E poi si muoveva in un terreno difficile, in cui tutti i giorni era costretto
a confrontarsi con le insidie, le insolenze, le devastazioni degli incidenti.
Un terreno accidentato, nebbioso, come può essere una strada provinciale
così, perfino declassata, con i numeri di una grande arteria, con
un tasso di mortalità più elevato dei quartieri sciiti di
Baghdad.
Qualche numero? La strada della morte, conosciuta come “Pontina”,
conta nei suoi 109 chilometri di lunghezza, qualcosa come oltre 100 nomi
e cognomi segnati alla voce “vittime”, in appena cinque anni.
Subito dopo, a punto e a capo, ci sono più di 3mila feriti gravi
e 1.950 incidenti, che si ripetono puntuali, spesso in prossimità
dei medesimi luoghi. Un numero elevatissimo, che la piazza all’undicesimo
posto in questa assurda e tragica graduatoria, che tutti sapevano esserci,
anche prima che quel “missile” colpisse Mario come un bersaglio
a vanvera, scelto a casaccio.
Mario, questo, lo sapeva. Da tempo lui si occupava del telelaser al chilometro
58, dove “a forza di esserci” la gente ha imparato ad andare
piano, rallentando un poco prima e accelerando un poco dopo. Le pattuglie
di Aprilia, un distaccamento di 30 persone che copre la vigilanza stradale
tra Latina e Roma, fino al Grande Raccordo Anulare, ormai erano una consuetudine
in quella piazzola.
E poi una sfarettata tra chi aveva superato il check point e una pronta
risposta di chi stava invece sopraggiungendo, con l’assurdo rituale
del telefono messo sul sedile del passeggero dal conducente che ormai
ripeteva automatico “…aspetta ci sono i poliziotti… ecco,
li ho passati”, rimettendoselo all’orecchio, o delle cinture
di sicurezza che qualcuno si ricordava di allacciare solo al pensiero
di dover pagare o perdere punti, avevano reso quel posto sicuro.

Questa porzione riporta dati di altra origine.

Issue #319, opened 2026-05-16
[categorize] cold-start: classifier returns empty for unseen known_account values


alevy:
## Summary

`Index::suggest` short-circuits to an empty result when `query.known_account` doesn't exist in `Index.by_known` (`crates/doppio-categorize/src/query.rs:119`). The classifier has no way to generalize across accounts that share an account-tree prefix, so onboarding a new credit card or routing direct-deposit salary to a new checking account is a total cold start, even when the user has years of history on sibling accounts.

## Motivating examples

- User adds `Liabilities:Visa:NewCard`. They have a thousand `Liabilities:Visa:OldCard` samples (closed card, replaced). Every import on the new card returns zero suggestions until they manually categorize a critical mass.
- User opens `Assets:Checking:NewBank`. Direct-deposit salary that used to route through `Assets:Checking:OldBank → Income:Wages:Day-Job` is now uncategorizable on import.

The signal needed to predict these correctly is present in the journal — it's just behind a hash-table lookup that requires an exact account-name match.

## How this differs from related issues

- **#317** (cross-known-account matching for shared-merchant cases) — same merchant booked across *multiple already-populated buckets*; the proposed fix aggregates pre-existing sample pools. This issue is about a new bucket that doesn't yet exist: siblings have history, the queried bucket itself is empty.
- **#316** (alias resolution) — the bucket exists but is keyed under the elaborated post-alias name. Orthogonal. Alias resolution happens first; hierarchical fallback fires after, only if the post-alias bucket is still empty or sparse.

## Proposed design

La testa di ponte “al 58”, avrà pensato Mario mentre
sorseggiava il suo ultimo caffè con i colleghi della pattuglia
sud, è ormai stabile.
È ora di avanzare.
Così Mario istruisce Pietro Santillo, il suo ragazzo, un agente
scelto già navigato e pronto a seguire il suo maresciallo ovunque,
armandosi di quella pistola senza pallottole ma che spaventa più
di un lanciarazzi RPG, e decide di piazzarsi, per la prima ed ultima volta,
al chilometro 30+800.
C’è uno spiazzo, lo slargo di un’uscita. I due centauri
parcheggiano la Fiat Marea e tentano la sortita. Mario guarda il traffico
e “colpisce” il primo velocista. Il secondo ha la forma di una
Bmw aziendale, che sfreccia – ci dicono – a 148 chilometri orari,
rimasti segnati sul display del telelaser. Ma è la seconda macchina
che arriva, una Passat, ad innescare la tragedia. Ancor più veloce
frena, invano, e ormai divenuta missile senza controllo, colpisce l’altro
che a fatica teneva la rotta. È un’esplosione di traiettorie
e pezzi, che con l’effetto devastante di uno shrapnel colpisce Mario
e lo spinge lontano. Qualche minuto di lucidità, poi si spegne.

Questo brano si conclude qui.